Now is a wonderful time for kids to learn how to program. My generation was blessed with the ZX Spectrum, BBC Micro, Commodore 64, Apple ][ and other ‘8-bit micros’; ‘blessed’ because each one invited, by default, the user to write programs in BASIC as soon as you switched it on. There was an unfortunate phase, through the 90s, where it became trickier to get access to good programming tools on ‘proper’ computers. I was lucky enough to meet a kindly neighbour who passed me a slightly dodgy copy of Turbo Pascal. He probably never realised he was helping to shape the rest of my life and career.

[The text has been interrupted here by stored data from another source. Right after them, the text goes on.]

PR #3674, opened 2022-01-19
Add an endpoint to retrieve an uploaded file

### LINKED ISSUE #3595: Add an endpoint to retrieve an uploaded file
Currently, there's an endpoint to upload a file that until recently was used on the new dispute form for upload evidence functionality. Now, the [card reader receipt settings page](https://github.com/Automattic/woocommerce-payments/issues/3212) also uses it to upload a merchant's icon and logo.

Until now, we didn't need to preview uploaded files. But previewing files on the receipt settings page is highly desirable. For this, we'll need to add a new endpoint to retrieve uploaded files.

I suggest that we create a new controller - `WC_REST_Payments_Files_Controller` - to add the new endpoint.

**Bonus:** The file upload endpoint `POST /payments/file` is presently inside `WC_REST_Payments_Disputes_Controller`, which made sense when it was the only place where file upload functionality was being used. Now that we have more consumers of this API, IMHO we should move this endpoint into the new Files controller. That will require us to refactor all usages of the endpoint:

* https://github.com/Automattic/woocommerce-payments/blob/d184f4611a2db4bb67608092cba9427c022b7e9b/includes/wc-payment-api/class-wc-payments-api-client.php#L787

* https://github.com/Automattic/woocommerce-payments/blob/8613c7a8c4b6d15a3e9642d0b3ca085a8e2cd5af/client/card-readers/settings/file-upload.js#L17

dpaun1985:
Fixes #3595

Depends on 1461-gh-Automattic/woocommerce-payments-server.

* add `GET payments/file` endpoint to retrieve a file content from Stripe
* move upload file logic from `WC_REST_Payments_Disputes_Controller` to the specific files controller 
 

#### Testing instructions

* Upload a file (you can use file upload options from the evidence submission  - disputes section)
* Use `/wp-json/wc/v3/payments/file/<file_id>` to retrieve the uploaded file.

-------------------

**Post merge**


includes/class-wc-payments.php
```diff
@@ -604,6 +604,10 @@ public static function init_rest_api() {
 		$charges_controller = new WC_REST_Payments_Reader_Controller( self::$api_client, self::$card_gateway, self::$in_person_payments_receipts_service );
 		$charges_controller->register_routes();
 
+		include_once WCPAY_ABSPATH . 'includes/admin/class-wc-rest-payments-files-controller.php';
+		$disputes_controller = new WC_REST_Payments_Files_Controller( self::$api_client );
```
anu-rock, line 608: Perhaps you mean `$files_controller`? 😉

tests/unit/admin/test-class-wc-rest-payments-files-controller.php
```diff
@@ -0,0 +1,87 @@
...
+		$this->assertSame( 'test_file_content', $response->get_data() );
+		$this->assertSame( 200, $response->status );
+	}
+
+	public function test_get_file_no_file() {
+		$this->mock_api_client
+			->expects( $this->once() )
+			->method( 'get_file_contents' )
+			->with( 'file_mock_ID' )
+			->willThrowException( new API_Exception( "Error: No such file upload: 'file_mock_ID'", 'resource_missing', 500 ) );
```
anu-rock, line 59: Ideally, such an error would return a 400 response.

includes/admin/class-wc-rest-payments-files-controller.php
```diff
@@ -0,0 +1,99 @@
...
+		);
+	}
+
+	/**
+	 * Create file and respond with file object via API.
+	 *
+	 * @param WP_REST_Request $request Full data about the request.
+	 */
+	public function upload_file( $request ) {
+		return $this->forward_request( 'upload_evidence', [ $request ] );
```
anu-rock, line 53: I think it's a good time to rename `upload_evidence` as `upload_file`.

includes/admin/class-wc-rest-payments-disputes-controller.php
```diff
@@ -60,16 +60,6 @@ public function register_routes() {
 			]
 		);
 
-		register_rest_route(
```
anu-rock, line 63: This change will likely impact code in `woocommerce-payments/client/card-readers/settings/file-upload.js`. I hope you've already tested it to be working fine.

includes/admin/class-wc-rest-payments-files-controller.php
```diff
@@ -0,0 +1,99 @@
...
+	 *
+	 * @param WP_REST_Request $request - request object.
+	 *
+	 * @return WP_Error|WP_HTTP_Response
+	 */
+	public function get_file( WP_REST_Request $request ) {
+		$file_id = $request->get_param( 'file_id' );
+		$result  = $this->forward_request( 'get_file_contents', [ $file_id ] );
+
+		if ( $result instanceof WP_Error ) {
```
anu-rock, line 67: [is_wp_error](https://developer.wordpress.org/reference/functions/is_wp_error/) could be helpful here.

includes/admin/class-wc-rest-payments-files-controller.php
```diff
@@ -0,0 +1,99 @@
...
+			'rest_pre_serve_request',
+			function ( bool $served, WP_HTTP_Response $response ) : bool {
+				echo $response->get_data(); // @codingStandardsIgnoreLine
+				return true;
+			},
+			10,
+			2
+		);
+
+		return new WP_HTTP_Response(
```
anu-rock, line 92: Will this send out the response with the Content-Disposition header? If not, wouldn't that be better?

mgascam: Following @anu-rock's comment, I wonder if it would make sense to add a parameter to be able to specify the value of the Content-Disposition header? I mean to set it as `attachment` or `inline`

includes/admin/class-wc-rest-payments-disputes-controller.php
dpaun1985: I used the same path as before ( `payments/file` ), so we should be safe

includes/admin/class-wc-rest-payments-files-controller.php
dpaun1985: by default, Content-Disposition is considered inline, but for clarity I just added also the content disposition header.

anu-rock (approved):
LGTM, though I will confess that I have not tested the endpoint myself.

Thanks for addressing my feedback, you're awesome!

mgascam (approved):
LGTM! I did some manual testing and works fine

includes/admin/class-wc-rest-payments-files-controller.php
```diff
@@ -0,0 +1,102 @@
...
+			]
+		);
+
+		register_rest_route(
+			$this->namespace,
+			'/' . $this->rest_base . '/(?P<file_id>\w+)',
+			[
+				'methods'             => WP_REST_Server::READABLE,
+				'callback'            => [ $this, 'get_file' ],
+				'permission_callback' => [],
```
kalessil, line 42: Any chance here to keep the permissions checked in generals, but allow free access for branding-related files?
Currently, looks like a potential security issue.

anu-rock: Hmm, good point. We might be able to use the `purpose` attribute of the file object returned by Stripe to allow public access to `business_icon` and `business_logo`, and put all other files secured. Wdyt, @dpaun1985?

kalessil: Might be an option! Then we still need to retrieve the file completely, but at least the endpoint itself will be able to decide if to share the content or forbid.

kalessil (changes requested):
Let's re-iterate with purpose attributes as per the discussion above.

includes/admin/class-wc-rest-payments-files-controller.php
dpaun1985: As discussed in p1643122246349800-slack-C02C00HCJ8J , we will check the permissions based on `purpose` field

includes/class-wc-payments-file-service.php
```diff
@@ -0,0 +1,40 @@
...
+
+
+	/**
+	 * Check if a file purpose is public or needs permissions.
+	 *
+	 * @param string $purpose - file purpose.
+	 *
+	 * @return bool
+	 */
+	public function file_need_access_permissions( string $purpose ) : bool {
```
anu-rock, line 32: I found the name of this method a bit confusing. How about `is_file_restricted` or `is_file_private`? Going by the "deny by default" security principle, it may even be `is_file_public` with internal boolean logic reversed.

includes/admin/class-wc-rest-payments-files-controller.php
```diff
@@ -61,20 +60,33 @@ public function upload_file( $request ) {
...
+		if ( ! $purpose ) {
+			$file = $this->forward_request( 'get_file', [ $file_id ] );
+			if ( is_wp_error( $file ) ) {
+				return $this->file_error_response( $file );
+			}
+			$purpose = $file->data['purpose'];
+			set_transient( WC_Payments_File_Service::CACHE_KEY_PREFIX_PURPOSE . $file_id, $purpose, WC_Payments_File_Service::CACHE_PERIOD );
+		}
+
+		if ( $file_service->file_need_access_permissions( $purpose ) && ! $this->check_permission() ) {
```
anu-rock, line 77: Shouldn't it be an OR condition?

includes/class-wc-payments-file-service.php
```diff
@@ -0,0 +1,40 @@
...
+ *
+ * @package WooCommerce\Payments
+ */
+
+defined( 'ABSPATH' ) || exit;
+
+/**
+ * Class which handles files.
+ */
+class WC_Payments_File_Service {
```
anu-rock, line 13: Thanks for creating the File service 👍

includes/wc-payment-api/class-wc-payments-api-client.php
```diff
@@ -881,6 +881,18 @@ public function get_file_contents( string $file_id ) : array {
 		return $this->request( [], self::FILES_API . '/' . $file_id . '/contents', self::GET );
 	}
 
+	/**
+	 * Retrieve a file content via API.
```
anu-rock, line 885: Perhaps you mean "file details"?

includes/admin/class-wc-rest-payments-files-controller.php
dpaun1985: no, we need both conditions. `file_need_access_permissions` checks if the file shouldn't be public, and `check_permission` if the user has required permissions. So, if the file isn't public **and** the user does not have required permissions, we should throw access denied response.

anu-rock: I see. Thanks for clarifying. In that case, `check_permission` is named oddly. I thought it meant a user _has_ permission if it returned true.

anu-rock (approved):
LGTM with the new changes 🎉

includes/class-wc-payments-file-service.php
```diff
@@ -0,0 +1,40 @@
...
+
+
+	const FILE_PURPOSE_NO_PERMISSIONS = [
```
kalessil, line 16: `FILE_PURPOSE_PUBLIC` would be more speaking here.

includes/class-wc-payments-file-service.php
```diff
@@ -0,0 +1,40 @@
...
+
+	/**
+	 * Check if a file purpose is public or needs permissions.
+	 *
+	 * @param string $purpose - file purpose.
+	 *
+	 * @return bool
+	 */
+	public function is_file_public( string $purpose ) : bool {
+		if ( in_array( $purpose, static::FILE_PURPOSE_NO_PERMISSIONS, true ) ) {
```
kalessil, line 33: A one-liner here can be used: `return in_array(...)`

kalessil (approved):
LGTM! Left a couple of comments with possible improvements.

The rise of the Web has meant that a programmer-neighbour is no longer needed to launch our kids into programming. There are many free and cheap ways for kids to learn programming, from Processing, Scratch, and Alice, to Javascript, Python and so on, as well as the forthcoming and hugely exciting Rasberry Pi – a cheap, credit-card sized box which aims to put a fully functional computer in the hands of anyone for $25.

What next?

As for how our kids might decide what to program – sources of inspiration are also plentiful, at home and at school. In my day, the code listings at the back of flimsy magazines taught us (through copying them out, line by line) what a well written program might be, laying the seeds of ideas for new programs to write. These days, Google code search and sites like GitHub hold huge, freely accessible and easily searched for swathes of code to read, learn from, extend, and improve – all with a simple click on a webpage.
So, what is programming? It is that skill which turns a computer or tablet or phone from a black box full of apps into a machine that can be instructed to do anything you can imagine. And I can’t wait to see what a generation of kids, educated to be programming-literate, will choose to make them do.